If the distance between zero crossings is L, which has to be the length of a full panel in the end, the rotational speed is omega = dphi/dt, the x-projection of that is then dx/dt = L sin(phi) dphi/dt

so you end up with a relation connecting linear speed v0 and rotational speed omega as

v0/n = L sin(phi) omega

which you can invert to set your rotational speed to

omega = v0/(n L sin(phi))

I'm not sure specifying speed is easier here than position... but this is how the math works.

 

[Loru]

Ok - not sure if this is what you're trying to achieve (next time a drawing would be nice ), however here is something I made in 15 minutes

(ignore skipped zoom out in first deployment sequence)

Short panel on the left is parent to next one, second panel is parent to next etc. and so on. The only component used is rotation.

spacecraft3 and mesh for testing is in attachment (press K to extend panel)

 

[Zatnikitelman]

Thanks Thorsten and Loru. Thorsten, I'm still a little lost with your calculations. I'll keep trying but for now I've decided to link the cap animation to the panel animation by keeping track of its position. However, that's led to another issue. The problem is that the cap animation lags behind the panel animation by exactly one frame. It's not an issue with a decent framerate, but I don't want to give users with less powerful computers a bad experience either, the FPS dips quite a bit while the animation is in-progress.

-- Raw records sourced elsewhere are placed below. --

PR #881, opened 2026-06-28
fix(ui): align the "show out of stock" pill with the quick-filter chips

hyiger:
## Problem
On the filament list header, the **"Show out of stock (N)"** pill was visibly larger than the quick-filter chips (All / Low stock / Has spools / No calibration) and sat slightly off their baseline.

Two causes:
- It rendered as a **sibling** next to `<QuickFilterChips>` with bigger classes — `text-sm` / `px-3` vs the chips' `text-xs` / `px-2.5`.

Here's how I implement it:

setup(...)
{
   track = new MGROUP_ROTATE(LOCALVERTEXLIST, MAKEGROUPARRAY(trkpt),1,_V(0.885,0.0,1.5, _V(0,0,1),(float)2.0*PI);
}

clbkPrestep(...)
{
   double da = dimdt*.05;
   if(pos < 1.0)
   {
      pos = min(1,pos+da);
   }
   else
   {
      status = 0;
   }
   this->SetAnimation(panelanimation,pos);
   cappos = (trkpt[0].x-0.885)/(35.730157-0.885);
   this->SetAnimation(capanim,cappos);
}

The problem as near as I can tell, is the vertex isn't updated until the frame has rendered. The call to set animation changes it for the next frame. So the VECTOR3 reflects the old position, which is used by the cap animation to set its "current" position. I've tried shuffling things around a bit, but so far, I haven't been able to synchronize things. I almost need to look ahead, or delay the panel animation somehow to keep them synchronized.

 

[Zatnikitelman]

My final solution ended up being simpler than I was trying to make it. Instead of grabbing the position of the panel, I end up calculating it. If anyone else needs this, here's the solution.
I use half-panels at each end in order to space the main panels, as well as centering them vertically. I determined the X-position of the panel through simple trigonomerty. cos(theta)*halfpanellength. I also start at 90 degrees, and it rotates down to 0 degrees so cos(theta) goes from 0 at the start to 1 at the end. From this, it was easy to see that the X-position of each successive full panel was simply 2*len*cos(theta) since it's a symmetrical geometry. Since I have two half panels, 2*len*cos(theta) is then multiplied by the number of full panels plus 1. From this, it was easy to make the cap position equal to the position of the X-position. Here's the code that would run in pre/poststep:

//calculate panel pos like normal (not shown)
this->SetAnimation(panelanimation,pos);
double theta = (PI/2)-((PI/2)*pos); //gets the angle in radians
double a = 0.145*cos(theta); //a for adjacent side (soh cah toa) 0.145 is the length of the half-panel
double panelabs = (a*242.0); //I have 120 full panels, two half panels so 2*(120+1)
double capabs = panelabs/35.09; //The X-Position of the panel as a fraction of its final position
this->SetAnimation(capanim,capabs); //LET'S DO IT!

The code really needs to be cleaned up to be more efficient, but broken up like that is a good way to show how it works.